Sunday, 8 February 2009

What Effect has 10 Years of Hugo Chávez Had on Venezuela? A Debate

[Francisco Toro, a writer on the anti-Chavez blog 'Caracas Chronicles', and Redmond O'Neil, Vice-Chair of the Venezuela Information Centre (VIC), debate the effects of 10 years of Chavez's presidency.]

What Effect has 10 Years of Hugo Chávez Had on Venezuela? A Debate

February 3th 2009
, by Francisco Toro and Redmond O'Neill - Comment is free

::: Francisco Toro to Redmond O'Neill

Venezuelans who understand that democracy means more than just elections have little reason to celebrate today. Ten years into the Chávez era, Venezuela is a more violent, less tolerant and far more divided country than it was. Despite an oil boom that has brought an unprecedented gush of petrodollars, Venezuela's economy is more oil-dependent than ever.

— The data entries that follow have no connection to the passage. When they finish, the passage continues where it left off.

PR #955, opened 2020-03-30
blkid: Backport: Explicitly use C int variable for numParts

Prashanth684:
This was an issue I encountered while testing partition creation on s390x, where the
number of partitions returned by numParts was a bogus number.This is because the int
variable is 64 bit in golang and 32 bit in C. This was further exposed because s390x is
big endian.

The fix is to make numParts a C int variable to be consistent with what is returned by blkid
Backport of: https://github.com/coreos/ignition/commit/76a71f08d3c1e27b2c4a3451c2d98ce5e054c7fd


bgilbert:
ok to test

Issue #950, opened 2020-03-27
Canonicalize the fetch stage as the only stage during which Ignition fetches configs


jlebon:
Noticed this while examining the logs for a different reason. It looks like Ignition doesn't cache the fact that an Ignition config *wasn't* provided when it gets HTTP 200 with an empty body. So it ends up trying to refetch the config on each stage.

We should cache it instead (e.g. as just `{}` in `/run/ignition.json`?) and avoid  spamming the metadata server.

jlebon:
Related: https://github.com/coreos/fedora-coreos-tracker/issues/436

jlebon:
Also related: #903

dustymabe:
though another question to ask is should ignition try to fetch configs in multiple stages at all? It seems like there should only be one stage that ever tries to fetch and condense an ignition config for the system. All other stages use that initial stage's output (let's say it's a written local file) as their input.

dustymabe:
i.e. instead of solving this problem of "Ignition shouldn't try to refetch empty configs" we restate it to "Ignition should only ever try to fetch configs in one stage".

bgilbert:
@dustymabe I think that's fair.  The current stage structure evolved over time, and now that we have a distinct fetch stage, we don't need to think of `ignition.json` as a cache anymore.

jlebon:
Yup, agreed with the above. Keeping it to the `fetch` stage helps with solving the conditional networking issue as well.

dustymabe:
Nice - it seems like we're mostly in agreement and I see @jlebon changed the title of this issue to denote the change in scope. @jlebon as part of this we should probably be able to make "detecting if a config was provided to the machine (either fetched or embedded)" easier (https://github.com/coreos/ignition/issues/903) ?

jlebon:
> @jlebon as part of this we should probably be able to make "detecting if a config was provided to the machine (either fetched or embedded)" easier (#903) ?

Yeah, I think you're right in that it simplifies the "only emit a message once" bit. Though I expect this issue will mostly be about moving code around, so I told @sohankunkerkar to keep working with what he has and we can rebase changes needed for this issue on top of his work.

lucab:
This ticket got closed, so are we now guaranteeing that "Ignition fetches the configuration only once in the fetch stage"?

bgilbert:
Yes, 88013e5f354d6497860b7a4fe57d56444c3913b9 changed the acquire logic to ensure that.

arithx:
[...]

PR #956, opened 2020-03-30
fetch-offline: new stage for conditional networking

jlebon:
Add a new `fetch-offline` stage which can optionally be run before the
`fetch` stage. The major difference between the two is that the former
tries to operate in offline mode: if it encounters any resource which
requires network access, it quietly exits, creating a stamp file on the
way out.

This allows OS integrators to make use of this to only bring up
networking if Ignition actually requires it. It does not solve the
harder problem of "partially" up networking, where some fetches might
succeed and some others might fail. However, it provides an incremental
step to get there by reusing the same signalling mechanism.

### DIFF
--- a/internal/exec/engine.go
+++ b/internal/exec/engine.go
@@ -51,6 +51,8 @@ const (
 	// This variable will help to identify ignition journal messages
 	// related to the user/base config.
 	ignitionFetchedConfigMsgId = "57124006b5c94805b77ce473e92a8aeb"
+
+	needNetPath = "/run/ignition/neednet"
 )
 
 // Engine represents the entity that fetches and executes a configuration.
@@ -100,8 +102,20 @@ func (e Engine) Run(stageName string) error {
 		}
 	}
 
+	// We special-case the fetch-offline stage a bit here: we want to be able
+	// to handle the case where the provider itself requires networking.
+	if stageName == "fetch-offline" {
+		e.Fetcher.Offline = true
+	}
+
 	cfg, err := e.acquireConfig()
-	if err == errors.ErrEmpty {
+	if err == resource.ErrNeedNet && stageName == "fetch-offline" {
+		err = SignalNeedNet()
+		if err != nil {
+			e.Logger.Crit("failed to signal neednet: %v", err)
+		}
+		return err
+	} else if err == errors.ErrEmpty {
 		e.Logger.Info("%v: ignoring user-provided config", err)
 	} else if err != nil {
 		e.Logger.Crit("failed to acquire config: %v", err)
@@ -369,6 +383,18 @@ func (e *Engine) fetchReferencedConfig(cfgRef types.Resource) (types.Config, err
 	}
 
 	return cfg, nil
+}
+
+func SignalNeedNet() error {
+	if err := executil.MkdirForFile(needNetPath); err != nil {
+		return err
+	}
+	if f, err := os.Create(needNetPath); err != nil {
+		return err
+	} else {
+		f.Close()
+	}
+	return nil
 }
 
 func (e Engine) logReport(r report.Report) {
--- a/internal/exec/stages/fetch_offline/fetch-offline.go
+++ b/internal/exec/stages/fetch_offline/fetch-offline.go
@@ -1,0 +1,124 @@
+// Copyright 2020 Red Hat, Inc.
+//
+// Licensed under the Apache License, Version 2.0 (the "License");
+// you may not use this file except in compliance with the License.
+// You may obtain a copy of the License at
+//
+//     http://www.apache.org/licenses/LICENSE-2.0
+//
+// Unless required by applicable law or agreed to in writing, software
+// distributed under the License is distributed on an "AS IS" BASIS,
+// WITHOUT WARRANTIES OR CONDITIONS OF ANY KIND, either express or implied.
+// See the License for the specific language governing permissions and
+// limitations under the License.
+
+// The storage stage is responsible for partitioning disks, creating RAID
+// arrays, formatting partitions, writing files, writing systemd units, and
+// writing network units.
+
+package fetch_offline
+
+import (
+	"net/url"
+	"reflect"
+
+	cfgutil "github.com/coreos/ignition/v2/config/util"
+	"github.com/coreos/ignition/v2/config/v3_2_experimental/types"
+	"github.com/coreos/ignition/v2/internal/exec"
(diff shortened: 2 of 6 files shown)


jlebon:
Requires:
https://github.com/coreos/ignition/pull/953
https://github.com/coreos/fedora-coreos-config/pull/321
https://github.com/coreos/ignition-dracut/pull/164

The no network path works well (e.g. testing this with QEMU via `cosa run` now no longer brings up networking! :tada: ). Still ironing out the networked path.

config/v3_1_experimental/translate/translate.go
```diff
@@ -33,23 +33,23 @@ func translateFilesystem(old old_types.Filesystem) (ret types.Filesystem) {
 	return
 }
 
-func translateConfigReference(old old_types.ConfigReference) (ret types.ConfigReference) {
+func translateConfigReference(old old_types.ConfigReference) (ret types.Resource) {
```
cgwalters: The elegance of this approach is definitely underscored by the fact that 3 separate types are now transparently converted to the same thing.

jlebon:
> The no network path works well (e.g. testing this with QEMU via cosa run now no longer brings up networking! tada ). Still ironing out the networked path.

OK, with the latest version of these patches both networking and non-networking paths work!

I also verified that the live ISO now by default no longer pulls in networking.

config/v3_1_experimental/translate/translate.go
darkmuggle: :100:  I really like having the ability to add another resource easily.

internal/exec/stages/fetch_offline/fetch-offline.go
```diff
@@ -0,0 +1,123 @@
+// Copyright 2019 Red Hat, Inc.
```
darkmuggle, line 1: nit: 2020 :)

jlebon:
This is now rebased on top of the proposal from https://github.com/coreos/fedora-coreos-tracker/issues/460. Ready for review!

internal/exec/engine.go
```diff
@@ -51,6 +51,8 @@ const (
 	// This variable will help to identify ignition journal messages
 	// related to the user/base config.
 	ignitionFetchedConfigMsgId = "57124006b5c94805b77ce473e92a8aeb"
+
+	needNetPath = "/etc/cmdline.d/40-ignition-neednet.conf"
```
jlebon, line 55: So... I was initially going to keep this as `/run/ignition/neednet` here and have ignition-dracut have the glue code which converts that to a dracut `cmdline.d drop-in. Though... I think consensus is that ignition-dracut will be merged into this repo at some point anyway. We can still do this though if preferred.

jlebon:
Any thoughts on this? This will obsolete the `coreos-liveiso-network-kargs.service` code (notice how https://github.com/coreos/fedora-coreos-config/pull/426/files deletes it).

darkmuggle:
I'll throw my hat in as another LGTM.

internal/exec/engine.go
```diff
@@ -100,8 +102,16 @@ func (e Engine) Run(stageName string) error {
...
+	// We special-case the fetch-offline stage a bit here: we want to be able
+	// to handle the case where the provider itself requires networking.
+	if stageName == "fetch-offline" {
+		e.Fetcher.Offline = true
+	}
+
 	cfg, err := e.acquireConfig()
-	if err == errors.ErrEmpty {
+	if err == resource.ErrNeedNet && stageName == "fetch-offline" {
+		return SignalNeedNet()
```
bgilbert, line 113: If this fails, we should log the error.

internal/exec/stages/fetch_offline/fetch-offline.go
```diff
@@ -0,0 +1,123 @@
...
+}
+
+func sourceNeedsNet(res types.Resource) (bool, error) {
+	if res.Source == nil {
+		return false, nil
+	}
+	if u, err := url.Parse(*res.Source); err != nil {
+		return false, err
+	} else {
+		return u.Scheme != "data", nil
```
bgilbert, line 121: We're hardcoding the `data` scheme check in several places.  Might be worth a utility function?

```go
func urlNeedsNet(url url.URL) (bool, error) {
```

internal/exec/engine.go
bgilbert: I'd prefer to have that indirection, even if we merge the two repos.  I won't insist though.

internal/exec/stages/fetch_offline/fetch_offline_test.go
```diff
@@ -0,0 +1,69 @@
...
+)
+
+func checkNeedsNet(t *testing.T, cfg *types.Config) bool {
+	needsNet, err := configNeedsNet(cfg)
+	assert.Equal(t, err, nil, "unexpected error: %v", err)
+	return needsNet
+}
+
+func assertNeedsNet(t *testing.T, cfg *types.Config) {
+	assert.Equal(t, checkNeedsNet(t, cfg), true, "unexpected config dosn't needs net: %v", *cfg)
```
bgilbert, line 33: `doesn't need`

internal/exec/stages/fetch_offline/fetch_offline_test.go
```diff
@@ -0,0 +1,69 @@
...
+			Version: "3.2.0-experimental",
+			Config: types.IgnitionConfig{
+				Replace: types.Resource{
+					Source: util.StrToPtr("http://example.com/config.ign"),
+				},
+			},
+		},
+	}
+	assertNeedsNet(t, &cfg)
+	cfg.Ignition.Config.Replace.Source = nil
```
bgilbert, line 52: Could we test a merged/replaced config from a data URL which contains a network dependency?

internal/exec/engine.go
jlebon: Done!

internal/exec/stages/fetch_offline/fetch_offline_test.go
jlebon: I looked into this, but the issue is that config rendering is part of the engine code, so the introspection code won't pick this up. I think it'd require moving this to a blackbox test and tweaking the blackbox test harness so that we can run the "fetch-offline" (and "fetch" too for that matter) stages explicitly. This would go well with https://github.com/coreos/ignition/issues/950 too; mind if we punt on this for now?

(That said, I *did* verify that this case is covered.)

And while the oil boom has brought a much needed decline in poverty, the price we've paid has been the gradual debasement of our democratic institutions, our public discourse, and our capacity to co-exist peacefully, side-by-side, with people whose political ideas we do not share.

Let's be clear: by 1999, Venezuela's democratic institutions had become ossified and corrupt. They were in dire need of reform; nobody sane
would deny that. Rather than reforming them, Chavez has relentlessly
undermined them, purging all but die-hard loyalists from every state
body right up to the supreme tribunal and leaving notionally independent
agencies unable to curb on a hyper-empowered executive. Egged on by a
relentlessly polarising discourse, the Venezuelan state has morphed into
an extension of a single man's will, where every dissenting idea is
presumed treasonous and where only unquestioning submission to the
president's ideology protects you from the increasingly brazen abuse of
state power.

::: Redmond O'Neill to Francisco Toro

Objective discussion of a serious topic requires a thorough examination of the relevant facts. If the facts contradict a theory it must be changed.

For the half century before the election of President Chávez, income per head in Venezuela rose just a quarter of the average rate of the other large Latin American economies. Since the Chávez-led government gained control of the national oil company in 2003, this disastrous economic performance has been transformed, with one of the highest growth rates in the region, a dramatic reduction in debt and an accumulation of currency reserves sufficient to offer significant protection from fluctuations in oil prices.

This economic success has been used to eradicate illiteracy, provide free healthcare to the majority of the population for the first time and radically reduce poverty.

Social progress has been accompanied by a dramatic expansion in democracy with more national electoral contests than virtually any other country in the world and respect for the outcomes, including the defeat of Chávez in last year's constitutional referendum.